Work required: Go over the data and copy out each line with "been" in it.

(Dataset entries)
======

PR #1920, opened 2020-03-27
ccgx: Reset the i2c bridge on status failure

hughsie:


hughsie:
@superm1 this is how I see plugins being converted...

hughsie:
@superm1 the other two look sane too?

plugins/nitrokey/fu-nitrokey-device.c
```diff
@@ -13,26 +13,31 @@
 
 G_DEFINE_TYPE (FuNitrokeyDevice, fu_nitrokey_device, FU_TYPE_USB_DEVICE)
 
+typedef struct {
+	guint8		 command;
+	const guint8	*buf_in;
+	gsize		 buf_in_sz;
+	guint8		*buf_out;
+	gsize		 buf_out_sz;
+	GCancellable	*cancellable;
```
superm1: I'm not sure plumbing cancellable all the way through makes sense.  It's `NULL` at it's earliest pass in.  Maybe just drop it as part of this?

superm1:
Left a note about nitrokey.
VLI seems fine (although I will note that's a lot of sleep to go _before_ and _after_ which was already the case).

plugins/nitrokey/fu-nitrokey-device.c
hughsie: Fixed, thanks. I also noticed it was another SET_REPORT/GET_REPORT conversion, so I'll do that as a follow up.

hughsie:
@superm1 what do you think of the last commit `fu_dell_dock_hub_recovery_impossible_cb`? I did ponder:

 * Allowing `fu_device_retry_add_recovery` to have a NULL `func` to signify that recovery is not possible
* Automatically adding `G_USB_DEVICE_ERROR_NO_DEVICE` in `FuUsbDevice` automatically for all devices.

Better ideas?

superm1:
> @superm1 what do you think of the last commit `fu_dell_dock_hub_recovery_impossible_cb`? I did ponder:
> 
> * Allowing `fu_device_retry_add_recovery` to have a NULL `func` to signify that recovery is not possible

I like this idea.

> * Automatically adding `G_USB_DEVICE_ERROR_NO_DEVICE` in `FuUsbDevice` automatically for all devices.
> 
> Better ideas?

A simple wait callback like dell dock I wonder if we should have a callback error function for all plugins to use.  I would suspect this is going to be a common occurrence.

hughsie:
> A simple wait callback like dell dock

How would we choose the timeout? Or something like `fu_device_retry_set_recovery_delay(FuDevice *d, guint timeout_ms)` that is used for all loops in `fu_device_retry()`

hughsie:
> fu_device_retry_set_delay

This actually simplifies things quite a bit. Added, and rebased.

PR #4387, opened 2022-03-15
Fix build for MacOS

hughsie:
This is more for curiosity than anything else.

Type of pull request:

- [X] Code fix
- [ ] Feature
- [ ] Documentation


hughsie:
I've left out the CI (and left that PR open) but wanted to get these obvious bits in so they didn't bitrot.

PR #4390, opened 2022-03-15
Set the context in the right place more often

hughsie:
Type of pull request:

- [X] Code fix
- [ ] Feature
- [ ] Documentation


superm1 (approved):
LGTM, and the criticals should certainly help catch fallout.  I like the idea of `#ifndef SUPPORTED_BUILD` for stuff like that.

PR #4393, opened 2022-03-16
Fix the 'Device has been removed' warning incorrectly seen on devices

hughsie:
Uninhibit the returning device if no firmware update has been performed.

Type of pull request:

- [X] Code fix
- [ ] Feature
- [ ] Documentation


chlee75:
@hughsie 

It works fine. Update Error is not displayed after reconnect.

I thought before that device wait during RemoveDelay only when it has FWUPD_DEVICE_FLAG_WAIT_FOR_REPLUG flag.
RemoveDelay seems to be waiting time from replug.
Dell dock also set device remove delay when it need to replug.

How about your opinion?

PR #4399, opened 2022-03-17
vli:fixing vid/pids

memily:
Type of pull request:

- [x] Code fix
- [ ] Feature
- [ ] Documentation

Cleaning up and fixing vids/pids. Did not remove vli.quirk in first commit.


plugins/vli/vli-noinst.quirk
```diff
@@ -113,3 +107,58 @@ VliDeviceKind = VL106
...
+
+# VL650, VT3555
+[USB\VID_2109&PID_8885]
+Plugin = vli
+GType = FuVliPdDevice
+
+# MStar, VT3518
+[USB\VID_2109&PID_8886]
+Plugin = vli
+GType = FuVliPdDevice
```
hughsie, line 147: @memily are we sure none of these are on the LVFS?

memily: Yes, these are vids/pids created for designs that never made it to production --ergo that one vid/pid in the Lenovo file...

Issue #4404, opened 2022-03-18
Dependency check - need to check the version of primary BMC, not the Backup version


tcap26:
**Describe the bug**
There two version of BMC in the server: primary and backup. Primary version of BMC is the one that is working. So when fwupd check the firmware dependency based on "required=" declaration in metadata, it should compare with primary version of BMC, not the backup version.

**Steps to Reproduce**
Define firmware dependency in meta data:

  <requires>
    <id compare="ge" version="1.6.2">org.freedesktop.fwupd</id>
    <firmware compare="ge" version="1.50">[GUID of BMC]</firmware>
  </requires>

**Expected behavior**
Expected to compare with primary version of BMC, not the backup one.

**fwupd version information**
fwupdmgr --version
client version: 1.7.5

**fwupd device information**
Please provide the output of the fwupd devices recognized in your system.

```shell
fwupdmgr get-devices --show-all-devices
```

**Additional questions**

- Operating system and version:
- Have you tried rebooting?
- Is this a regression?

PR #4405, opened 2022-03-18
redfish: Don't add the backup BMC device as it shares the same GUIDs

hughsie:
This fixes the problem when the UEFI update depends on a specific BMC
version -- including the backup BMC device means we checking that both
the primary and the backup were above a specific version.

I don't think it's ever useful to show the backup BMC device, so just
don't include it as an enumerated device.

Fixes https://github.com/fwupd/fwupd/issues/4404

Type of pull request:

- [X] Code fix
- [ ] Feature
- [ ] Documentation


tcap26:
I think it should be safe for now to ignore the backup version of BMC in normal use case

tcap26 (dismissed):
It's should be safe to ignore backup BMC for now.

======

Response to the exercise:
Fix the 'Device has been removed' warning incorrectly seen on devices
Uninhibit the returning device if no firmware update has been performed.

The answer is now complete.